# Show Off Your Car At the Exploratorium in San Francisco



## Craig Anderson (Sep 3, 2010)

Hello DIY'ers,

The Exploratorium in the San Francisco is looking for someone who'd like to show off their DIY Electric Car for one night on October 7th as part of our monthly After Dark series. On the first Thursday of each month we keep the museum open a little bit later and invite adult audiences to enjoy the museum with a drink in hand and in a setting curated around an ever-changing monthly theme. Our October After Dark event is entitled Sol Systems: An Alternative Energy Exploration. 

As a part of our October After Dark event we are seeking a DIY electric car and builder who hails from the San Francisco Bay Area to display and discuss their work that evening in our Museum. The setting will be informal...no big stage or auditorium or even microphone. You can just hang out with your car and tell people all about it. Also, you work need not be super polished. A well-on-the-way work-in-progress could be fine too. 

The theme for the night is, most generally, "appropriate technology". Accordingly, we seek to show our visitors a few innovative ways that people have addressed the the need for approaching technology in more "appropriate" ways. In this spirit, we feel that a do-it-yourself electric car would do a much better job at capturing the spirit of the concept of "what can I do?" than a factory built electric car (such as a Tesla Roadster or similar). 

Another angle to "what can I do" is to spark the imagination of the would-be hobbyist out there. As it turns out, the Exploratorium was born out of the DIY spirit. We try to give our visitors not just a great experience for the night, but ideas and inspiration for what they may do in their own lives by showing people the amazing things other people have created.

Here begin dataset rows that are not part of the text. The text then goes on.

PR #1729, opened 2020-07-29
Support conversion of PDF to JPEG via thumbnail lambda

akarve:


lambdas/thumbnail/index.py
```diff
@@ -218,58 +232,77 @@ def lambda_handler(request):
...
-        data = thumbnail_bytes.getvalue()
-
-        # Create metadata object
-        info = {
-            'original_size': orig_size,
-            'thumbnail_format': thumbnail_format,
-            'thumbnail_size': thumbnail_size,
-        }
+            thumbnail_format = "JPEG" if input_ == "pdf" else "PNG"
+        # TODO: copy fonts, libraries, binaries to Lambda, set LIB and font ENV VARS
```
JacksonMaxfield: Just curious, in my own work a lot of "document type file readers" require Java to be installed on the image, is that the case here as well?

lambdas/thumbnail/index.py
```diff
@@ -218,58 +232,75 @@ def lambda_handler(request):
...
-        data = thumbnail_bytes.getvalue()
-
-        # Create metadata object
-        info = {
-            'original_size': orig_size,
-            'thumbnail_format': thumbnail_format,
-            'thumbnail_size': thumbnail_size,
-        }
+            thumbnail_format = "JPEG" if input_ == "pdf" else "PNG"
+        if input_ == "pdf":
```
JacksonMaxfield, line 246: Just curious, does reading the PDF require Java to be installed on the image? A lot of document type file readers have Java deps in my experience.

lambdas/thumbnail/index.py
```diff
@@ -218,58 +232,75 @@ def lambda_handler(request):
...
+                    # respect width but not necessarily height (to preserve aspect ratio)
+                    size=(size[0], None)
+                )
+            except (
+                    PDFInfoNotInstalledError,
+                    PDFPageCountError,
+                    PDFSyntaxError,
+                    PopplerNotInstalledError
+            ) as exc:
+                return make_json_response(500, {'error': str(exc)})
```
JacksonMaxfield, line 261: I have been thinking about failed thumbnails for a bit. It may be nice to have a default image when any thumbnail render fails. So instead of just showing the text of the filename it shows some static image of "Could not render preview" or similar.

lambdas/thumbnail/tests/test_thumbnail.py
```diff
@@ -30,28 +32,42 @@ def _make_event(query, headers=None):
...
+        {"size": "w1024h768", "input": "pdf", "page": 4},
+        "pdf-page4-1024w.jpeg", None, [1024, 1450],
+        marks=pytest.mark.poppler
+    ),
+    pytest.param(
+        "MUMmer.pdf",
+        {"size": "w256h256", "input": "pdf", "page": 8},
+        # pdf ignores the height dimension
+        "pdf-page8-256w.jpeg", None, [256, 363],
+        marks=pytest.mark.poppler
```
JacksonMaxfield, line 56: Neato

lambdas/thumbnail/index.py
akarve: Good idea. We could do that in the catalog. CC @nl0.

nl0: backlogged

Does this sounds great to you? If so, please send me a little info about you and your car...some pics or links to pics would be great too. I'll write you back right away once I hear from you. Feel free to respond either in this thread or directly to me at [email protected]

For a little more info:
What is the Exploratorium? The Exploratorium is a hands-on science museum in the historic Palace of Fine Arts building in San Francisco, California. We build all of our own exhibits in our workshop (which is also viewable from the museum floor) and we were founded by and are well populated by staff-members who live and breathe by the DIY spirit. Here's our website for more info: http://www.exploratorium.edu/

Who am I? I am the manager of the Public Programs department at the Exploratorium. My main job is to put on events and programs that are designed to attract a young adult audience, such as our After Dark series. I have a background in Physics and taught physics for many years. I also have a deep for the automobile...which, when combined with my environmental sensibilities, can cause a bit of internal struggle (internal combustion struggle?). I'm looking forward to meeting the members of the DIY Electric Car Forum.

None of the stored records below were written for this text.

PR #1732, opened 2020-08-01
Public/anon access to pkgselect

kevinemoore:
## Description
Allow access to the `pkgselect` endpoint for anonymous users only for public packages (manifest files that are publicly readable).

### DIFF
--- a/lambdas/pkgselect/index.py
+++ b/lambdas/pkgselect/index.py
@@ -130,6 +130,7 @@ def lambda_handler(request):
 
         # Use the default S3 client configuration
         s3_client = boto3.client('s3')
+        response = s3_client.head_object(Bucket=bucket, Key=key)
     else:
         return make_json_response(
             400,
--- a/lambdas/pkgselect/index.py
+++ b/lambdas/pkgselect/index.py
@@ -6,6 +6,7 @@ import json
 import os
 
 import boto3
+import botocore
 from botocore import UNSIGNED
 from botocore.client import Config
 import pandas as pd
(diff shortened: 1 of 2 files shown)


lambdas/pkgselect/index.py
```diff
@@ -88,14 +104,46 @@ def lambda_handler(request):
...
+    elif (
+        allow_anonymous_access and
+        access_key is None and
+        secret_key is None and
+        session_token is None
+    ):
+        # Test to see if the target key is publicly accessible. If not, the call
+        # below will raise and exception and return a 403 response
+        anons3 = boto3.client('s3', config=Config(signature_version=UNSIGNED))
+        response = anons3.head_object(Bucket=bucket, Key=key)
```
akarve, line 134: this assignment is never used, so don't assign

lambdas/pkgselect/index.py
```diff
@@ -88,14 +104,46 @@ def lambda_handler(request):
...
 
-    # Create an s3 client using the provided credentials
-    s3_client = get_s3_client(aws_access_key_id, aws_secret_access_key, aws_session_token)
+        # Use the default S3 client configuration
+        s3_client = boto3.client('s3')
+    else:
+        return make_json_response(
+            400,
```
akarve, line 140:
```suggestion
            401,
```

lambdas/pkgselect/index.py
akarve: it's much cleaner to try/except here and specifically deal with 403s. i know if you hit an error that the whole function will bomb but what if it's just a throttling error and not permissions related?

PR #1733, opened 2020-08-02
Add Okta support

dimaryaz:

PR #1735, opened 2020-08-03
sso: adjust styling, handle okta popup closing

nl0:
- add okta logo
- adjust layout of sso buttons
- handle okta popup closing by the user


nl0:
#1733

catalog/app/containers/Auth/SSOOkta.js
```diff
@@ -49,6 +50,12 @@ export default ({ mutex, next }) => {
...
     const url = `${oktaDomain}/oauth2/v1/authorize${query}`
     const popup = window.open(url, 'quilt_okta_popup', 'width=300,height=400')
+    const timer = setInterval(() => {
+      if (popup.closed) {
+        clearInterval(timer)
+        handleFailure({ error: 'popup_closed_by_user' })
+      }
+    }, 500)
     popup.focus()
     window.addEventListener('message', ({ origin, data }) => {
```
dimaryaz, line 60: I realized I need to remove the event listener, too. I'll fix it in my PR

catalog/app/containers/Auth/SSOOkta.js
```diff
@@ -31,7 +32,7 @@ export default ({ mutex, next }) => {
   const { push: notify } = Notifications.use()
   const { urls } = NamedRoutes.use()
 
-  const handleClick = () => {
+  const handleClick = React.useCallback(() => {
```
dimaryaz, line 35: Just wondering, when is `React.useCallback` needed? When you pass the function as an attribute to a React element?

Does `handleClick` in `SSOGoogle.js` need it?

nl0: it's needed when a function is used as a prop, correct (to minimize rerenders) or as a dependency for another useCallback

> Does handleClick in SSOGoogle.js need it?

it's a factory returning a callback, so we cant do anything with it in this simple way (some memoization would help, but i don't think it's worth it there)

catalog/app/containers/Auth/SSOOkta.js
nl0: right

Thanks so much for time...I can wait to see your rides!

Cheers,
Craig Anderson
e x p l O r a t o r i u m
Public Programs Manager
3601 Lyon St.
San Francisco, CA 94123
(415)674-2832 phone
(415)561-0370 fax
[email protected]


----------



## Craig Anderson (Sep 3, 2010)

Hello DIY'ers,

I've had a great off-site response to this posting. As a result, we've invited the owners/builders of 5 DIY cars, along with one factory-built motorcycle and one very DIY steam-electric scooter to show off their wares that evening. In addition to the electric vehicles, will also have a couple of giant solar sunflower sculptures (must be seen to be appreciated), a company that teaches people how to build their own
bamboo bicycles, Kajiji Grows (an aquaponics company), Hog Island Oyster Farm (as an example of sustainable farming practices), some great demos about the science behind alternative energies and technologies. It should be a great evening!

If, by any chance at all, you're in the area, I'd love to see you there! Come on over and tell all of your friends!

Thanks so much,
Craig


----------



## mhud (Oct 19, 2009)

I was unable to make it, but I'm wondering if anybody has photos of the event. It'd be much appreciated!


----------